Looking at the Results pane, we identified 159 essential business locations in the Meyerland area. The top business types include: 

  • Pharmacies (47) 
  • Grocery & Retail (43) 
  • Gas & Service Stations (40) 
  • Convenience Stores (16) 

Roughly 56% of these are independent businesses, with most having fewer than 10 employees—highlighting how small, locally owned stores are disproportionately affected by flood events.

Business category statistics
Business category Results pane for essential business types.

We can even filter independent businesses to see where they are in the existing flood prone regions. In the Filters section select Show filters, under the field Business Category select the value Independent. 

Filter independent businesses
Filter independent essential businesses.
  1. Share results

 

You can share your results as an ArcGIS web map directly from the Business Analyst Web App (available with a Standard license) to your ArcGIS Online Organization. Under Share results select ArcGIS web map to create a new web map containing the essential business POIs and the USA Flood Hazard layer. You can edit these layers—e.g., customize pop-ups for the essential businesses — or use the data for further analysis. The web map can also be embedded in apps and shared with stakeholders, the community, or other departments within a local or state government through your ArcGIS online organization.

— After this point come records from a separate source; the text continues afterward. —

PR #503, opened 2026-06-12
SyndromicManagement/SymptomaticTesting: take disease names; fix has_cerv_symp state

robynstuart:
Fixes disease-reference handling in the two STITest-symptomatic interventions, plus a `has_cerv_symp` state bug in `SyndromicManagement`.

## Root cause: deep-copied disease refs

`Sim` deep-copies the diseases and interventions lists in **separate** operations, so a disease object stashed in an intervention at construction is copied independently of the one in `sim.diseases` (deepcopy only preserves shared identity *within* a single call). The intervention's `self.diseases` end up pointing to **orphan copies the sim never initializes or steps**:

- `SyndromicManagement` / `SymptomaticTesting` read `d.symptomatic` / `d.treatable` / `d.susceptible` off the orphans → stale, all-False state.
- `SymptomaticTesting` *also* writes diagnostic results (`new_true_pos`, `new_false_pos`, …) onto the disease module → on orphans those writes are **silently dropped** from the sim output.

## Fix

Both classes now take disease **names** (e.g. `diseases=['ng', 'ct', 'tv']`) and resolve them to the live modules via `sim.diseases[name]` in `init_pre` — consistent with the `STITreatment` / `gonorrhea` / `syphilis` convention. The object was only ever a name-carrier; passing a name makes the (non-)linkage honest.

Also in `SyndromicManagement`: `has_cerv_symp` is now a persistent `BoolState` reset each step, instead of a transient `ss.BoolArr` re-created and re-initialized every step.

## Verification

Smoke-tested both: disease names resolve to the live sim modules, cervical defaults to `['ng','ct']`, runs produce care seekers, and `SymptomaticTesting`'s diagnostic results now land on the live disease (`sim.results.ng.new_true_pos > 0`). STI + intervention suites green.

Docs example and `devtest_amr` updated to the string API.

### DIFF
--- a/stisim/interventions/base_interventions.py
+++ b/stisim/interventions/base_interventions.py
@@ -259,6 +259,9 @@ class SymptomaticTesting(STITest):
     Unlike other test classes, this doesn't return positive/negative outcomes, since
     syndromic management doesn't involve reaching a diagnosis.
     Rather, the testing intervention itself contains a linked treatment intervention.
+
+    ``diseases`` is a list of disease names (e.g. ``['ng', 'ct', 'tv']``),
+    resolved against ``sim.diseases`` at init.
     """
 
     def __init__(self, pars=None, treatments=None, diseases=None, disease_treatment_map=None, negative_treatments=None,
@@ -282,9 +285,9 @@ class SymptomaticTesting(STITest):
         )
         self.update_pars(pars, **kwargs)
 
-        # Store treatments and diseases
+        # Store treatments and diseases (diseases are names, resolved in init_pre)
         self.treatments = sc.tolist(treatments)
-        self.diseases = diseases
+        self.diseases = sc.tolist(diseases)
         if disease_treatment_map is None:
             disease_treatment_map = {t.disease: t for t in self.treatments}
         self.disease_treatment_map = disease_treatment_map
@@ -303,6 +306,11 @@ class SymptomaticTesting(STITest):
 
     def init_pre(self, sim):
         super().init_pre(sim)
+        # diseases are passed as names; resolve to the live sim modules. Sim
+        # deep-copies modules, so constructor-passed objects would be orphans
+        # the sim never steps — state reads and result writes below would hit
+        # dead copies.
+        self.diseases = [sim.diseases[name] for name in self.diseases]
         if self.treat_prob_data is not None:
             self.treat_prob = sc.smoothinterp(sim.yearvec, self.treat_prob_data.year.values, self.treat_prob_data.treat_prob.values, smoothness=0)
         return
--- a/stisim/interventions/base_interventions.py
+++ b/stisim/interventions/base_interventions.py
@@ -513,6 +513,7 @@ class SyndromicManagement(STITest):
         self.define_states(
             ss.FloatArr('ti_referred'),
             ss.FloatArr('ti_dismissed'),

Share results to ArcGIS web map.
Share essential business and flood hazard layer to a new ArcGIS web map.
Interacting with flood map application.
Interacting with the essential business and flood hazard layer from the web map built into an ArcGIS Instant App.

Conclusion 

Flood events like Hurricane Harvey have shown that community resilience depends on more than just levees and drainage—it depends on access. When pharmacies or grocery stores are under water, neighborhoods can be left stranded for days. 

By using ArcGIS Business Analyst Web App with Living Atlas flood data and Data Axle business listings, local governments, emergency planners, and businesses can proactively identify where vulnerability meets necessity—and make informed decisions about mitigation, relocation, or disaster response. 

The Meyerland flood prone essential business case study illustrates how location intelligence can help cities protect what matters most: the essential services that keep communities running when it matters most.